[Extracted records]
------------
Issue #485, opened 2022-04-19
`Bastion` controller does not respect `InfrastructureStatus`


rfranzke:
**How to categorize this issue?**

/area ops-productivity
/kind bug
/platform azure

**What happened**:
Creating a `Bastion` for a `Shoot` with a non-default `InfrastructureConfig` does not work.
It seems the `Bastion` controller does not respect the `InfrastructureStatus` and instead makes assumptions of how the infrastructure layout of the cluster: https://github.com/gardener/gardener-extension-provider-azure/blob/07ac30778838935cdf19a73b2e15467896cf58ab/pkg/controller/bastion/options.go

**What you expected to happen**:
Creation of the `Bastion` should succeed.

**How to reproduce it (as minimally and precisely as possible)**:
1. Create a `Shoot` with

   ```yaml
   infrastructureConfig:
     apiVersion: azure.provider.extensions.gardener.cloud/v1alpha1
     kind: InfrastructureConfig
     networks:
       natGateway:
         enabled: true
       vnet:
         name: my-vnet
         resourceGroup: my-resource-group
       workers: 10.3.61.128/25
     zoned: true
   ```
2. Create a `Bastion` for this shoot cluster.

tedteng:
feel free to review it when you have a time thanks @rfranzke

tedteng:
new PR https://github.com/gardener/gardener-extension-provider-azure/pull/518

PR #492, opened 2022-04-27
fetch resource group, vNet, subnet value from Infra status

tedteng:

/area ops-productivity
/kind bug
/platform azure

fetch vNet, subnet value from Infra status, instead of joint name value
Fixes https://github.com/gardener/gardener-extension-provider-azure/issues/485

current solution logic depends on SingleSubnet
https://github.com/gardener/gardener-extension-provider-azure/blob/2ac7abfa4581d53fcc7bcfe98e51e46e2a60a5e7/pkg/controller/bastion/actuator_reconcile.go#L82-L84
**Release note**:

```other operator
fetch resource group, vNet, subnet value from Infra status, instead of joint name value
```

### DIFF
--- a/pkg/controller/bastion/actuator_reconcile.go
+++ b/pkg/controller/bastion/actuator_reconcile.go
@@ -21,12 +21,15 @@ import (
 	"net"
 	"time"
------------
Pick out each line above that includes "name" and show it.

▶ [Answer to this exercise]
         name: my-vnet
fetch vNet, subnet value from Infra status, instead of joint name value
fetch resource group, vNet, subnet value from Infra status, instead of joint name value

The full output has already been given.